━━━━━ Dataset entries ━━━━━
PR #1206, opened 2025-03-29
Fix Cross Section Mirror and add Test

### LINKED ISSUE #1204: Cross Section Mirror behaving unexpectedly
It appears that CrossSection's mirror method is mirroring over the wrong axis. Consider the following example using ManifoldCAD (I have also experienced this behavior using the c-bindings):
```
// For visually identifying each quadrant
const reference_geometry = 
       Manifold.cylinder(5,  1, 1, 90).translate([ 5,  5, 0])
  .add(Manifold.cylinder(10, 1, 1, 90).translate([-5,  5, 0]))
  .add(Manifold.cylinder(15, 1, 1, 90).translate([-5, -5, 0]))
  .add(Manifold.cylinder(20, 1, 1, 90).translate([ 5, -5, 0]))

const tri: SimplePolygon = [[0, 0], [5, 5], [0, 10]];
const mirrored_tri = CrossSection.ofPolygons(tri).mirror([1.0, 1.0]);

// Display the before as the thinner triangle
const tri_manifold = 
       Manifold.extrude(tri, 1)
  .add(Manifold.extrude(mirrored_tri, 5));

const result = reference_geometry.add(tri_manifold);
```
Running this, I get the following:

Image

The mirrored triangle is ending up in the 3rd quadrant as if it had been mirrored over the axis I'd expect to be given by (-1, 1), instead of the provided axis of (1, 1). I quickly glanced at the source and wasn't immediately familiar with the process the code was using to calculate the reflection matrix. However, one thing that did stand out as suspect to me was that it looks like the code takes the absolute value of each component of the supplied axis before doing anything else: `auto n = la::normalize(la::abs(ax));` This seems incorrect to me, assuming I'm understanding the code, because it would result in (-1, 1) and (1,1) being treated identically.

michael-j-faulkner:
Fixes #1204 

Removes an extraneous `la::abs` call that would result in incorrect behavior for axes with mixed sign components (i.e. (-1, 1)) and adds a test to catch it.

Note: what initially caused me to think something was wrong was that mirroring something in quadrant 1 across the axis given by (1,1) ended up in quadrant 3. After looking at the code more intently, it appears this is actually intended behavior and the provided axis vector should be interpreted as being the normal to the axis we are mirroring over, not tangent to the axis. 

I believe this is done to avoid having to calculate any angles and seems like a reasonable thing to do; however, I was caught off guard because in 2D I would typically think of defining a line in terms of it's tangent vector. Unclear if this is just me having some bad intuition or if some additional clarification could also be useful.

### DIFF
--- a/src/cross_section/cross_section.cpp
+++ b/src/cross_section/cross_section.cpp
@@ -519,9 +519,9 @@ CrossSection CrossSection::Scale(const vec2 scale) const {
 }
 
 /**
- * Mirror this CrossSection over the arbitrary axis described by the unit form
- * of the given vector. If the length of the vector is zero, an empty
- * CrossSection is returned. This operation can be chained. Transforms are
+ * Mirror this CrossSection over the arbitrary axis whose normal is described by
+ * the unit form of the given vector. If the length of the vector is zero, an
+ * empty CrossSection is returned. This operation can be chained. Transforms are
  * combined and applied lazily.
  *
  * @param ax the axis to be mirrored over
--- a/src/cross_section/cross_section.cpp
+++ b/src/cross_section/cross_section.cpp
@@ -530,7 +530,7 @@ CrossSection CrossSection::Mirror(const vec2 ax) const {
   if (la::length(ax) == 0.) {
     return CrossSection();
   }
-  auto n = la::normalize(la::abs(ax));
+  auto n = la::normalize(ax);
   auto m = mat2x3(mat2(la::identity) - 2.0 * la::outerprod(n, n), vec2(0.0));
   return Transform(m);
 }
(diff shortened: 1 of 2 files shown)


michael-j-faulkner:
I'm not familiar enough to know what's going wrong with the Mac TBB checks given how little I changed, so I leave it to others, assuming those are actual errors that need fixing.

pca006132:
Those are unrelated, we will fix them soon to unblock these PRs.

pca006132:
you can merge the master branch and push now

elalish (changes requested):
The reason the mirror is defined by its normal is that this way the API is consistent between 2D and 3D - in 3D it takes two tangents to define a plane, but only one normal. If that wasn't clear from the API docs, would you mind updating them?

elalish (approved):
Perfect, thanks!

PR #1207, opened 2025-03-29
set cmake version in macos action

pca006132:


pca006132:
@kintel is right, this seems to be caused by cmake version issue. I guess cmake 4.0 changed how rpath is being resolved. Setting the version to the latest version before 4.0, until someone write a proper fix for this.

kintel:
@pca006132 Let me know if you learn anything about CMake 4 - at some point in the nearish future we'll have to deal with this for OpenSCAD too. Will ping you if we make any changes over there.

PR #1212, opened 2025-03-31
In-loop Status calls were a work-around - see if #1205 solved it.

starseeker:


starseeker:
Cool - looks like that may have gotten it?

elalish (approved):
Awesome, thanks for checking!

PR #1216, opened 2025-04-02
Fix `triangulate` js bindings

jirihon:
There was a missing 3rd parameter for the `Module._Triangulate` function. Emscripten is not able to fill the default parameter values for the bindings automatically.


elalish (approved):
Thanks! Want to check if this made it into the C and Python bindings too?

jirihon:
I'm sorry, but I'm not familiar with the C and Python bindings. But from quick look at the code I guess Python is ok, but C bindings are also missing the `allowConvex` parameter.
━━━━━
• [What you should do] For this exercise, retype each entry from above exactly as it stands.

• [Task output]
PR #1206, opened 2025-03-29
Fix Cross Section Mirror and add Test

### LINKED ISSUE #1204: Cross Section Mirror behaving unexpectedly
It appears that CrossSection's mirror method is mirroring over the wrong axis. Consider the following example using ManifoldCAD (I have also experienced this behavior using the c-bindings):
```
// For visually identifying each quadrant
const reference_geometry = 
       Manifold.cylinder(5,  1, 1, 90).translate([ 5,  5, 0])
  .add(Manifold.cylinder(10, 1, 1, 90).translate([-5,  5, 0]))
  .add(Manifold.cylinder(15, 1, 1, 90).translate([-5, -5, 0]))
  .add(Manifold.cylinder(20, 1, 1, 90).translate([ 5, -5, 0]))

const tri: SimplePolygon = [[0, 0], [5, 5], [0, 10]];
const mirrored_tri = CrossSection.ofPolygons(tri).mirror([1.0, 1.0]);

// Display the before as the thinner triangle
const tri_manifold = 
       Manifold.extrude(tri, 1)
  .add(Manifold.extrude(mirrored_tri, 5));

const result = reference_geometry.add(tri_manifold);
```
Running this, I get the following:

Image

The mirrored triangle is ending up in the 3rd quadrant as if it had been mirrored over the axis I'd expect to be given by (-1, 1), instead of the provided axis of (1, 1). I quickly glanced at the source and wasn't immediately familiar with the process the code was using to calculate the reflection matrix. However, one thing that did stand out as suspect to me was that it looks like the code takes the absolute value of each component of the supplied axis before doing anything else: `auto n = la::normalize(la::abs(ax));` This seems incorrect to me, assuming I'm understanding the code, because it would result in (-1, 1) and (1,1) being treated identically.

michael-j-faulkner:
Fixes #1204 

Removes an extraneous `la::abs` call that would result in incorrect behavior for axes with mixed sign components (i.e. (-1, 1)) and adds a test to catch it.

Note: what initially caused me to think something was wrong was that mirroring something in quadrant 1 across the axis given by (1,1) ended up in quadrant 3. After looking at the code more intently, it appears this is actually intended behavior and the provided axis vector should be interpreted as being the normal to the axis we are mirroring over, not tangent to the axis. 

I believe this is done to avoid having to calculate any angles and seems like a reasonable thing to do; however, I was caught off guard because in 2D I would typically think of defining a line in terms of it's tangent vector. Unclear if this is just me having some bad intuition or if some additional clarification could also be useful.

### DIFF
--- a/src/cross_section/cross_section.cpp
+++ b/src/cross_section/cross_section.cpp
@@ -519,9 +519,9 @@ CrossSection CrossSection::Scale(const vec2 scale) const {
 }
 
 /**
- * Mirror this CrossSection over the arbitrary axis described by the unit form
- * of the given vector. If the length of the vector is zero, an empty
- * CrossSection is returned. This operation can be chained. Transforms are
+ * Mirror this CrossSection over the arbitrary axis whose normal is described by
+ * the unit form of the given vector. If the length of the vector is zero, an
+ * empty CrossSection is returned. This operation can be chained. Transforms are
  * combined and applied lazily.
  *
  * @param ax the axis to be mirrored over
--- a/src/cross_section/cross_section.cpp
+++ b/src/cross_section/cross_section.cpp
@@ -530,7 +530,7 @@ CrossSection CrossSection::Mirror(const vec2 ax) const {
   if (la::length(ax) == 0.) {
     return CrossSection();
   }
-  auto n = la::normalize(la::abs(ax));
+  auto n = la::normalize(ax);
   auto m = mat2x3(mat2(la::identity) - 2.0 * la::outerprod(n, n), vec2(0.0));
   return Transform(m);
 }
(diff shortened: 1 of 2 files shown)


michael-j-faulkner:
I'm not familiar enough to know what's going wrong with the Mac TBB checks given how little I changed, so I leave it to others, assuming those are actual errors that need fixing.

pca006132:
Those are unrelated, we will fix them soon to unblock these PRs.

pca006132:
you can merge the master branch and push now

elalish (changes requested):
The reason the mirror is defined by its normal is that this way the API is consistent between 2D and 3D - in 3D it takes two tangents to define a plane, but only one normal. If that wasn't clear from the API docs, would you mind updating them?

elalish (approved):
Perfect, thanks!

PR #1207, opened 2025-03-29
set cmake version in macos action

pca006132:


pca006132:
@kintel is right, this seems to be caused by cmake version issue. I guess cmake 4.0 changed how rpath is being resolved. Setting the version to the latest version before 4.0, until someone write a proper fix for this.

kintel:
@pca006132 Let me know if you learn anything about CMake 4 - at some point in the nearish future we'll have to deal with this for OpenSCAD too. Will ping you if we make any changes over there.

PR #1212, opened 2025-03-31
In-loop Status calls were a work-around - see if #1205 solved it.

starseeker:


starseeker:
Cool - looks like that may have gotten it?

elalish (approved):
Awesome, thanks for checking!

PR #1216, opened 2025-04-02
Fix `triangulate` js bindings

jirihon:
There was a missing 3rd parameter for the `Module._Triangulate` function. Emscripten is not able to fill the default parameter values for the bindings automatically.


elalish (approved):
Thanks! Want to check if this made it into the C and Python bindings too?

jirihon:
I'm sorry, but I'm not familiar with the C and Python bindings. But from quick look at the code I guess Python is ok, but C bindings are also missing the `allowConvex` parameter.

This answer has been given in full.